Kids growing up nowadays marvel at the thought that there was a time when a person had to use a rotary dial to make a phone call. It sounds so quaint yet archaic. This is not that much different when we baby boomers looked in amazement during the early 1960’s watching The Andy Griffith Show. Sheriff Taylor would click a receiver to get Sarah’s (the operator) attention in order to put a call through
Today’s kids cannot believe that we could only choose among five or six channels to watch on television and that the tv set needed an aerial or sometimes a wire hanger to get half decent picture reception. Or that cars didn’t come with air-conditioning and a rear defogger or an on-board computer screen that helps you navigate where you were going. Part of the fun of going on a vacation trip used to be waiting for the motor club to send a map with the route laid out highlighted by a colored magic marker. In our family, one of us- usually me- would have the responsibility to hold onto the map and tell Dad ever so often how we were doing on course. (It was usually a ruse. He knew where he was going- it was just to keep me preoccupied)
Before computers and the Internet, we would pick up a dictionary to get a word spelled correctly or an encyclopedia to get the facts on any given subject. Solitaire was played with real cards. School assignments were either hand written or pecked out on a typewriter using carbon paper sandwiched between two sheets of normal white stock in order to make sure you kept an extra copy. When you made a mistake and it was too difficult to make the correction aligned properly on the paper, it meant re-typing the entire page.
If you missed your favorite show on television, you hoped that it was re-broadcast during summer rerun season. There were no dvd players let alone vhs or betamax tape machines until some time in the 1970’s. NBC was the all-color network, but in our household we would not get the pleasure of seeing it until the early 1970’s.

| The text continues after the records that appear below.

PR #898, opened 2026-08-16
test(hermes-atm): multi-target wheel and CPython 3.11-3.14 compatibility

randlee:
## Summary

Requested directly by Rand after RC verification confirmed the live 1.4.2 wheel was not installed on a test profile -- adds explicit multi-Python compatibility coverage so this class of issue is caught by CI going forward.

- `hermes-atm` now declares `CPython >=3.11,<3.15` support explicitly.
- CI adds isolated build/install/contract coverage for Python 3.11, 3.12, 3.13, and 3.14.
- Test runner asserts the hermes-atm artifact is a universal `py3-none-any` wheel.

Split out from PR #897 (version-alignment fix), which it was briefly and incorrectly bundled into mid-QA-round.

Commit: `5b3d70cc`

## Test plan
- [x] Local isolated wheel proofs passed on 3.11 and 3.14: matching atm-graft wheels installed, all 17 hermes-atm tests passed each run
- [ ] Full CI matrix (3.11/3.12/3.13/3.14)
- [ ] quality-mgr QA pass

PR #906, opened 2026-08-16
fix(hermes-atm): PyPI publish-readiness CI/pipeline gaps

randlee:
Addresses 4 of the 7 blockers found by quality-mgr's QA-RELEASE-READINESS-PYPI-1 investigation (cross-cutting release-readiness review, not a sprint QA round):

1. No manylinux/musllinux wheel pipeline -- plain `maturin build` on ubuntu-latest with no `--manylinux`/auditwheel repair, wheel tag not PyPI-compliant.
2. No wheel artifact ever persisted -- CI jobs built into a tempdir that got deleted. **In progress @ 663b1e7f: retains tested graft/hermes-atm wheels outside the tempdir and uploads per-Python CI artifacts.**
3. No Windows/aarch64 wheel targets, no abi3 -- matrix expansion in progress.
4. sdist fallback unverified in CI/release automation -- in progress.

Draft PR opened immediately after first push per team policy -- work in progress, not yet ready for review.

Co-owned effort: items 5-9 (manifest registration, pyproject metadata, SkillRX redaction) are being handled in parallel by the m4-side team on a separate branch.

### DIFF
--- a/.github/workflows/ci.yml
+++ b/.github/workflows/ci.yml
@@ -283,6 +283,7 @@ jobs:
             artifact: linux-x86_64
             target: x86_64-unknown-linux-gnu
             manylinux: "2014"
+            platform_tag: manylinux_2_17_x86_64.manylinux2014_x86_64
             interpreter: python3.11
             container: ""
             smoke: native
@@ -291,6 +292,7 @@ jobs:
             artifact: linux-musl-x86_64
             target: x86_64-unknown-linux-musl
             manylinux: musllinux_1_2
+            platform_tag: musllinux_1_2_x86_64
             interpreter: python3.11
             container: ""
             smoke: musl
@@ -302,6 +304,7 @@ jobs:
             artifact: linux-aarch64
             target: ""
             manylinux: "2014"
+            platform_tag: manylinux_2_17_aarch64.manylinux2014_aarch64
             interpreter: python3.11
             container: quay.io/pypa/manylinux2014_aarch64:latest
             smoke: native
@@ -310,6 +313,7 @@ jobs:
             artifact: macos-aarch64
             target: aarch64-apple-darwin
             manylinux: "off"
+            platform_tag: macosx_11_0_arm64
             interpreter: python3.11
             container: ""
             smoke: native
@@ -318,6 +322,7 @@ jobs:
             artifact: windows-x86_64
             target: x86_64-pc-windows-msvc
             manylinux: "off"
+            platform_tag: win_amd64
             interpreter: python
             container: ""
             smoke: native
@@ -355,17 +360,10 @@ jobs:
         run: python -m pip wheel --no-deps --wheel-dir dist crates/hermes-atm
 
       - name: Verify abi3 artifact metadata
-        shell: python
         run: |
-          from pathlib import Path
-          import zipfile
-
-          wheels = sorted(Path("dist").glob("atm_graft*.whl"))
-          assert len(wheels) == 1, wheels
-          assert "cp311-abi3" in wheels[0].name, wheels[0]
-          with zipfile.ZipFile(wheels[0]) as archive:
-              wheel_metadata = next(name for name in archive.namelist() if name.endswith(".dist-info/WHEEL"))
-              assert "Tag: cp311-abi3" in archive.read(wheel_metadata).decode("utf-8")
+          python .just/verify_atm_graft_wheel.py \
+            --wheel dist/atm_graft*.whl \
+            --platform-tag ${{ matrix.platform_tag }}
 
       - name: Smoke-test native wheel on its host target
         if: ${{ matrix.smoke == 'native' }}
--- a/.github/workflows/ci.yml
+++ b/.github/workflows/ci.yml
@@ -276,8 +276,8 @@ jobs:
           if len(wheels) != 1:
               raise RuntimeError(f"expected one downloaded atm-graft wheel, found {wheels}")
           with Path(os.environ["GITHUB_ENV"]).open("a", encoding="utf-8") as environment:
-              environment.write(f"ATM_GRAFT_WHEEL={wheels[0].resolve()}\\n")
-              environment.write(f"ATM_WHEEL_OUTPUT_DIR={Path('bridge-wheels').resolve()}\\n")
+              environment.write(f"ATM_GRAFT_WHEEL={wheels[0].resolve()}\n")
+              environment.write(f"ATM_WHEEL_OUTPUT_DIR={Path('bridge-wheels').resolve()}\n")
 
       - name: Run Hermes graft steer boundary tests
         if: ${{ needs.ci-scope.outputs.runtime == 'true' }}
--- a/.github/workflows/ci.yml
+++ b/.github/workflows/ci.yml
@@ -279,37 +279,43 @@ jobs:
             artifact: linux-x86_64
             target: x86_64-unknown-linux-gnu
             manylinux: "2014"
-            cflags: ""
+            interpreter: python3.11
+            container: ""
             smoke: true
           - name: musllinux x86_64
             os: ubuntu-latest
             artifact: linux-musl-x86_64
             target: x86_64-unknown-linux-musl
             manylinux: musllinux_1_2
-            cflags: ""
+            interpreter: python3.11
+            container: ""
             smoke: false
           - name: manylinux aarch64
-            os: ubuntu-latest
+            # Build natively on ARM. The x86_64 cross image does not compile
+            # ring's pregenerated assembly correctly, whereas this official
+            # manylinux image provides the required PyPI ABI on ARM.
+            os: ubuntu-24.04-arm
             artifact: linux-aarch64
-            target: aarch64-unknown-linux-gnu
+            target: ""
             manylinux: "2014"
-            # ring's pregenerated aarch64 assembly requires this macro when
-            # compiled by the manylinux cross toolchain.
-            cflags: -march=armv8-a
+            interpreter: python3.11
+            container: quay.io/pypa/manylinux2014_aarch64:latest
             smoke: false
           - name: macOS aarch64
             os: macos-14
             artifact: macos-aarch64
             target: aarch64-apple-darwin
             manylinux: "off"
-            cflags: ""
+            interpreter: python3.11
+            container: ""
             smoke: true
           - name: Windows x86_64
             os: windows-latest
             artifact: windows-x86_64
             target: x86_64-pc-windows-msvc
             manylinux: "off"
-            cflags: ""
+            interpreter: python
+            container: ""
             smoke: true
     runs-on: ${{ matrix.os }}
     steps:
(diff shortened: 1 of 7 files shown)


randlee:
# QA-HERMES-PYPI-INFRA-1 — QA-1 for PR #906 (fix/hermes-atm-pypi-release-infra)

**Branch:** `fix/hermes-atm-pypi-release-infra` @ `64f3e8c69` (target: `develop`)
**Verdict:** **FAIL** (but the 4 originally-scoped blockers are genuinely closed — see below)
**Reviewers returned:** 5/5

```json
{
  "sprint": "hermes-atm-pypi-release-infra",
  "task": "QA-HERMES-PYPI-INFRA-1",
  "branch": "fix/hermes-atm-pypi-release-infra",
  "commit": "64f3e8c69",
  "pr": 906,
  "verdict": "FAIL",
  "findings": { "blocking": 0, "important": 4, "minor": 5 },
  "next_action": "Add smoke coverage for musllinux/aarch64, wire the ATM_GRAFT_WHEEL reuse seam into the test job (or delete it), add a durable platform-tag CI assertion, and investigate whether d4541d5ba's fix is masking a different root cause",
  "owner": "arch-ctm",
  "merge_readiness": "not ready",
  "merge_reason": "4 corroborated important findings remain, though the 4 originally-scoped blockers are genuinely resolved"
}
```

## The 4 originally-scoped blockers ARE genuinely closed

I independently confirmed this directly from raw CI logs (not just job pass/fail), and all 5 reviewers corroborated: the manylinux x86_64/aarch64 wheels carry genuine `manylinux_2_17`/`manylinux2014` tags, the musllinux wheel carries a genuine `musllinux_1_2` tag, wheel artifacts are persisted with `if-no-files-found: error`, Windows/macOS/aarch64 targets are all built, and the sdist path installs into a genuinely fresh `python -m venv`. The fix went further than scoped: it also added a proper `abi3` feature (one wheel per platform now covers all of Python 3.11+), which I confirmed by inspecting actual wheel filenames in CI logs (`cp311-abi3-manylinux_2_17_x86_64.manylinux2014_x86_64`, etc.) and rust-qa-agent independently confirmed by rebuilding the wheel locally.

## Important — must address before treating this as release-ready

1. **`d4541d5ba`'s fix may be masking an unidentified root cause** (rust-qa-agent). It adds `components: clippy, rustfmt` to the `hermes-atm-sdist` job's toolchain-install step — but that job never runs `cargo fmt` or `cargo clippy`, only `maturin sdist`. rust-qa-agent pulled PR #898's actual prior fix commit (`90492bf1c`) and found it applied the *identical, undocumented* remedy to a *different* job with the same characteristic (only ran `maturin build`, never used clippy/rustfmt). Two independent applications of the same unexplained fix to jobs that don't need the thing being fixed is evidence this may be a copy-paste/superstition fix over a different transient issue (e.g. a toolchain-resolution flake), not a genuine root-cause fix. I independently confirmed the before/after diff does show the line was genuinely missing — but that doesn't establish *why* adding it resolved the failure. Recommend pulling the actual failing-run logs that motivated `d4541d5ba` to confirm the real error, and documenting the causal link if it's genuine.

2. **musllinux x86_64 and manylinux aarch64 (the two newest, riskiest build targets) have zero install-time smoke verification** (req-qa's ATM-QA-002/003, corroborated by ruthless-boundary-qa). Both have `matrix.smoke: false` — no job anywhere installs and imports either wheel. The manylinux aarch64 leg runs on a native ARM64 runner that's fully capable of doing this (Python is already installed on it). musllinux would need an Alpine container step.

3. **No durable CI assertion of the platform-tag portion of the wheel filename** (req-qa's ATM-QA-001). The "Verify abi3 artifact metadata" step only checks the ABI-tag substring (`cp311-abi3`); it never inspects the platform component (`manylinux_2_17_x86_64`, etc.). My own confirmation that the tags are currently correct came from a one-time manual log inspection, not something CI enforces going forward — a future maturin/config regression producing a non-compliant tag would still pass CI green.

4. **The new wheel-reuse mechanism is both unwired and untested** (ruthless-boundary-qa's RBQA-F001, corroborated and sharpened by rust-qa-agent's QA-002). The `test` job builds `atm-graft` via a separate, differently-flagged (debug, no `--release`/`--compatibility pypi`) recipe rather than consuming the actual release-candidate wheel, even though the script already has an `ATM_GRAFT_WHEEL`/`ATM_WHEEL_OUTPUT_DIR` override seam for exactly this reuse — it's just never wired into `ci.yml` (confirmed: zero references to either env var anywhere in the workflow). rust-qa-agent additionally found this override mechanism, including its `RuntimeError` error path, is never exercised by any unit test — dead code as shipped. Note: this is not "the release wheel is untested" — the separate `hermes-atm-abi3-compat` job *does* download and test the real release wheel across all 4 Python versions — it's a duplicate-build-recipe/DRY and untested-code-path concern, not a coverage gap in the release artifact itself.

## Minor

- Untested inline Python heredoc for the `atm_graft` abi3-tag check, unlike the tested-helper convention already used for the sibling `hermes_atm` universal-wheel check (ruthless-boundary-qa's RBQA-F002).
- The `pydantic>=2,<3` constraint is hardcoded twice more in `ci.yml`'s smoke-test steps instead of reusing the existing manifest-driven `project_dependency_requirement()` helper (ruthless-boundary-qa's RBQA-F003).
- The new CI-wiring contract test does raw-text substring matching against `ci.yml` rather than parsing YAML — wouldn't catch a matched string inside a disabled block (req-qa's ATM-QA-005).
- The three new wheel/sdist/abi3-compat jobs only depend on `ci-scope`, not on the cheap `clippy`/`test` jobs completing first — a broken PR still burns multi-platform wheel-build minutes before a fast-failing lint/test job would have caught it (req-qa's ATM-QA-006, resource-efficiency only).
- A pre-existing, inert `/tmp/venv` literal in a test fixture (rust-qa-agent's QA-003, same nit flagged in earlier rounds — harmless, never touches real filesystem).

## Backlog (pre-existing, unrelated to this PR's actual diff — this PR only touches CI config and Cargo/pyproject feature flags)

rust-best-practices-agent found 2 legitimate code-quality items in `lib.rs`/`query.rs` (redundant re-validation of already-parsed typed fields; duplicated timestamp-parsing logic across two call sites) — real, but not introduced by this PR and not blocking this infra fix.

## What verified cleanly

- arch-qa: PASS, 0 architectural findings — RULE-001 through RULE-013 all compliant, abi3 feature addition confirmed purely additive with no boundary/dependency changes.
- All 6 iterative fix commits reviewed for shortcuts (by me directly via `git show`, and independently by rust-qa-agent): no `continue-on-error`, no skipped/disabled tests, no watered-down assertions anywhere. 5 of 6 are well-explained genuine fixes with clear comments (CFLAGS for ARM assembly → native ARM runner switch, container output isolation); only `d4541d5ba` lacks that explanation (see finding 1 above).
- Full workspace `fmt`/`clippy -D warnings`/`cargo test` (47 binaries) plus the Python bridge-test suite (17 tests) all pass, confirmed by rust-qa-agent both via CI logs and an independent local rebuild.
- Version discipline (workspace/`atm-graft-python`/`hermes-atm` all at `1.4.2`, dependency range correct) is mechanically enforced by the pre-existing `check_version_sync.py` machinery and unaffected by this diff.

We moved into a central air-conditioned house with floor vents in every room in late August 1968. Prior to that, in early 1967, my parents got a window unit for their bedroom in our previous apartment. We all huddled there during the next two hot summers. In the early 1960’s, Dad bought a large window-unit fan that he placed in the middle window in the front parlor of our apartment. Someone convinced him that if you ran the fan in reverse at night, it would suck all the hot air out of the place. We believed it because there was no better alternative and many nights we were lulled to sleep by the humming of that electric sucker.
We didn’t have backpacks to take to school. Instead, we dumped all our books and whatnot into a large briefcase that weighed a ton and lugged it to school each and every day. I had a thermos bottle usually filled with lima bean soup or some other hot derivation and happily anticipated my mother’s version of a daily hot lunch.
Very few containers were plastic. We went scrounging in the alleys for glass bottles of all shapes and sizes to bring to the corner grocery store and collect the two cent and sometimes nickel and even dime deposit refunds, especially for liquor bottles. The liquor store clerk would give us a weird look as to how we managed to have in our possession empty whiskey bottles. He’d also be nervous in having underage kids walking into his place of business. The deposit refunds went a long way to buying candy and baseball cards. By the way, do kids collect cards anymore or do they go on the Internet and check what Bill James has to say about how often left handed batters get hits on an 0-2 count?
Before automated clothes dryers, Ma and her union associates used to hang all our family member’s garments including unmentionables on ropes in the backyard tied from porch posts to fences and let the sun dry them out. And because there was no such thing as permanent press, after hauling in the clothes when no longer damp, she would open up the ironing board, take out the steam iron and proceed to press the clothes and fold them all while the phone cradle was gripped between her neck and shoulder as she carried on a conversation with whomever. Maybe that’s why mothers didn’t work in those days- excuse me, I mean- work outside the home. It took an awful lot to keep the house going.
Times sure have changed and young folk look at you like you knew Methuselah when you tell them all of the above. But, the joke is on them, as time is still changing. Fifty years from now these same kids will have to explain why they had a television, a computer and a telephone instead of just one gadget that fits in the palm of their hand. They’ll have to confirm that they walked instead of using personal power packs filled with compressed air that let them scoot down a pathway and why such a dangerous thing as gasoline was used to fuel a car instead of using good old water.
In case I’m still not kicking around in another fifty years, I’d like to be reincarnated but this time come back as being six feet, two inches tall, with movie star looks, sing like Sinatra, dance like Astaire, think like Einstein, tell jokes like Henny Youngman and otherwise take for granted the conveniences of the day.